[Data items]
::::::

PR #14687, opened 2026-07-30
[AG-9664] Fix(pivoting): supplied pivot result columns default to no pivot sort

sdwvit:
TC13: an unset `pivotSort` resolved to ascending for every pivot column, so application-supplied pivot result columns (`setPivotResultColumns`) were reordered by header name and their pill showed an ascending indicator instead of keeping the supplied order.

An unset `pivotSort` now resolves to `null` (no sort) while the pivot result columns are application-supplied, and to `'asc'` for the columns the grid generates. The pill cycle, the column state and the docs follow the same default.

Behavioural tests added/updated in `pivot-column-sort-ssrm.test.ts`.

### DIFF
--- a/documentation/ag-grid-docs/src/content/docs/pivoting-column-groups/index.mdoc
+++ b/documentation/ag-grid-docs/src/content/docs/pivoting-column-groups/index.mdoc
@@ -91,9 +91,10 @@ the same way row group columns are sorted from their pills.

::::::

» **Activity**
Throughout the data above, copy all lines where the word "groups" is found.

» **Solution**
--- a/documentation/ag-grid-docs/src/content/docs/pivoting-column-groups/index.mdoc
+++ b/documentation/ag-grid-docs/src/content/docs/pivoting-column-groups/index.mdoc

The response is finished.